PR #1233, opened 2022-10-14
deleting login tracking events

nicollguarnizo:
Some users are presenting login problems with email and github, this problem seems to come from the tracking events implemented coming from this [PR](https://github.com/eggheadio/egghead-next/pull/1222)

image

Deleting the events solve the console problems. Not sure what's the root of the problem, but the theory is that since we `noop` the old events, adding the `onClick` event in `ExternalTrackedLink` messed up the redirect using github. 

Hopefully, this PR allows users to login, and we will further investigate how to track the events properly. 

oops


garrettdimon (approved):
🙌🏻

joelhooks (approved):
========
What is the number of lines in the records holding "problems"? Give the number alone.

2